Each line below that carries the string "removed" must appear in the answer.

**Materials provided:**

######

PR #567, opened 2024-01-30
Add support for macos-14 GitHub runners

### LINKED ISSUE #568: macos-14-arm64 detected as self-hosted

- [X] I verified it reproduces with the latest version with `- uses: ruby/setup-ruby@v1` (see [Versioning policy](https://github.com/ruby/setup-ruby/blob/master/README.md#versioning))

- [X] I tried to reproduce the issue locally by following the workflow steps (including all commands done by `ruby/setup-ruby`, except for `Downloading Ruby` & `Extracting Ruby`),
and it did not reproduce locally (if it does reproduce locally, it's not a ruby/setup-ruby issue)

GitHub-hosted runner

https://github.com/slackhq/circuit/actions/runs/7716099695/job/21032136995?pr=1165#step:4:9

### Any other notes?

_No response_

ntkme:
This PR adds support for new macos-14 GitHub hosted runners.

Here are all current hosted runners with macos 13 or 14:

- macos-13 (x64)
- macos-13-large (x64)
- macos-13-xlarge (arm64)
- macos-14 (arm64)
- macos-14-large (x64)
- macos-14-xlarge (arm64)

References:

- https://github.blog/changelog/2024-01-30-github-actions-introducing-the-new-m1-macos-runner-available-to-open-source/
- https://docs.github.com/en/actions/using-github-hosted-runners/about-github-hosted-runners/about-github-hosted-runners#standard-github-hosted-runners-for-public-repositories
- https://docs.github.com/en/actions/using-github-hosted-runners/about-larger-runners/about-larger-runners#about-macos-larger-runners

---

- Closes #568


ntkme:
> Thank you for this proposal. It looks fine to me but probably getDownloadURL needs to be revisited as well, see [here](https://github.com/ruby/setup-ruby/blob/bd03e04863f52d169e18a2b190e8fa6b84938215/ruby-builder.js#L112)

That is actually correct. It is the platform of the ruby ci used builds the binary release.

README.md
```diff
@@ -43,7 +43,7 @@ The action works on these [GitHub-hosted runners](https://docs.github.com/en/act
 | Operating System | Supported |
 | ---------------- | --------- |
 | Ubuntu  | `ubuntu-20.04`, `ubuntu-22.04` |
-| macOS   | `macos-11`, `macos-12`, `macos-13`, `macos-13-xlarge` (arm64) |
+| macOS   | `macos-11`, `macos-12`, `macos-13`, `macos-13-xlarge` (arm64), `macos-14` (arm64) |
```
LaStrada, line 46: And shouldn't this include `macos-14-large` and `macos-14-xlarge`? And also `macos-13-large`?

Are we sure `macos-14` is running on ARM? I can see that GitHub writes two different things about the runners.
Here they write that `Large` is Intel, `XLarge` is arm64:
https://docs.github.com/en/actions/using-github-hosted-runners/about-larger-runners/about-larger-runners#about-macos-larger-runners

Here they write that `macos-14` is M1:
https://docs.github.com/en/actions/using-github-hosted-runners/about-github-hosted-runners/about-github-hosted-runners#standard-github-hosted-runners-for-public-repositories
```suggestion
| macOS   | `macos-11`, `macos-12`, `macos-13`, `macos-13-large`, `macos-13-xlarge` (arm64), `macos-14`, `macos-14-large` (arm64), `macos-xlarge` (arm64) |
```

ntkme: Please read the description of this PR again and link referenced there.

ntkme: Also, I think `macos-13-xlarge` got a special callout only because it was the first and the only github hosted macos arm64 runner at the time. Typically larger runners are not explicitly listed in the doc.

ntkme: And finally, M1 is arm64. https://en.wikipedia.org/wiki/Apple_M1

LaStrada: Yes you're right, I misunderstood the first link after reading the next ones. And if `macos-13-large` was a "special" one, please ignore my comments!

(but `macos-13-xlarge` should probably be removed now that `macos-14` is out, either right away or at a later point)

ntkme:
We can probably remove the usage of self-hosted `macos-arm-oss` and rely on macos-14 (arm64) for CI, but I've kept it for now.

README.md
ntkme: Updated README to remove `macos-13-xlarge`.

.github/workflows/test.yml
```diff
@@ -33,6 +33,14 @@ jobs:
         exclude:
         # https://github.com/ruby/setup-ruby/issues/496
         - { os: ubuntu-22.04, ruby: '2.2' }
+        # Too old, fails to compile on macos-14 (arm64)
```
eregon, line 36: `fails to compile`? Do you have an example error?
Since we're not compiling these Rubies on macos-14 do you mean C extensions fail to compile?

eregon (approved):
Thank you, this looks great.
I'll let the CI run and then merge.

.github/workflows/test.yml
eregon: Ah it's just the same as `# Too old, fails to compile on macos-arm-oss` below, I'll tweak the comment post-merge

eregon:
> We can probably remove the usage of self-hosted `macos-arm-oss` and rely on macos-14 (arm64) for CI, but I've kept it for now.

It's not self-hosted but macos arm runners provided by GitHub for the Ruby org.
Looking at it, `macos-arm-oss` is macOS 13.6.3 while `macos-14` is macOS 14.2.1.
We need to keep building on macOS 13 to support these: https://docs.github.com/en/actions/using-github-hosted-runners/about-larger-runners/about-larger-runners#about-macos-larger-runners

PR #584, opened 2024-04-22
Respect $HOME on macOS for caching

### LINKED ISSUE #583: Support non `runner` user on self-hosted runners

- [X] I verified it reproduces with the latest version with `- uses: ruby/setup-ruby@v1` (see [Versioning policy](https://github.com/ruby/setup-ruby/blob/master/README.md#versioning))

- [X] I tried to reproduce the issue locally by following the workflow steps (including all commands done by `ruby/setup-ruby`, except for `Downloading Ruby` & `Extracting Ruby`),
and it did not reproduce locally (if it does reproduce locally, it's not a ruby/setup-ruby issue)

self-hosted runner

https://github.com/cirruslabs/actions-playground/actions/runs/8781520697/job/24093712039

### Any other notes?

Self-mosted macOS runners not always use `runner` as the user name. Right now `runner` user name is hard coded:

https://github.com/ruby/setup-ruby/blob/6bd3d993c602f6b675728ebaecb2b569ff86e99b/common.js#L267-L269

Can probably be fixed similar to https://github.com/actions/setup-python/pull/708

fkorotkov:
Fixes #583

### DIFF
--- a/README.md
+++ b/README.md
@@ -254,7 +254,7 @@ if the [Runner Image](https://github.com/actions/runner-images) is very similar 
 * Make sure to use the same operating system and version.
 * Make sure to use the same version of libssl.
 * Make sure that the operating system has `libyaml-0` and [`libgmp`](https://stackoverflow.com/questions/26555902/ruby-v-dyld-library-not-loaded-usr-local-lib-libgmp-10-dylib) installed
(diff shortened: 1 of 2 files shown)


eregon:
Have you tried this?
I'm pretty sure it doesn't work.
The reason is the prebuilt Ruby doesn't support to be moved around, so it needs to be exactly under `/Users/runner/hostedtoolcache`, or it will fail to run.
There is more information about this in previous tickets.

PR #593, opened 2024-05-06
Upstream supported dev dependency versions

benlangfeld:


eregon:
As mentioned in https://github.com/ruby/setup-ruby/pull/592#discussion_r1590278937 we should instead remove those files (and add tests creating these files dynamically ideally, right now these files are unused), could you update the PR to do that?

benlangfeld:
These files are very much used in the local environment of a developer working on this project. I do not think dynamically generating them for CI is at all related to the concern this PR fixes.

eregon:
That's not their purpose in this project, e.g. see https://github.com/ruby/setup-ruby/commits/master/.ruby-version https://github.com/ruby/setup-ruby/commits/master/.tool-versions
They were only added for testing, but probably these tests got removed.

There is no need for any particular version of these tools to work on this project, it's JS anyway.

benlangfeld:
> There is no need for any particular version of these tools to work on this project, it's JS anyway.

There is no need for any particular version of these tools to work on this project, it's JS anyway.

NodeJS and Yarn are required. Is it not preferable for these to be readily available to contributors via a dependency management solution (this or Docker, for example) than to require their manual installation/selection?

eregon:
Look, I know why I added them, the versions there are meant to test setup-ruby picking the ruby version from it, nothing else.
And I do not want to bother updating these or get noise in PRs from them.

PR #594, opened 2024-05-06
Remove trailing whitespace

benlangfeld:
This supposedly forces linebreaks but I don't see any difference in rendered output on github.com. I don't think it's actually serving any purpose.


eregon:
See https://github.com/ruby/setup-ruby/pull/592#discussion_r1591310937

benlangfeld:
I found the difference, but I think this is actually a readability improvement, as well as being compatible with most developers' good practice of auto-trimming trailing whitespace in their editors. I urge you to reconsider.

######

**Problem solution:**
(but `macos-13-xlarge` should probably be removed now that `macos-14` is out, either right away or at a later point)
They were only added for testing, but probably these tests got removed.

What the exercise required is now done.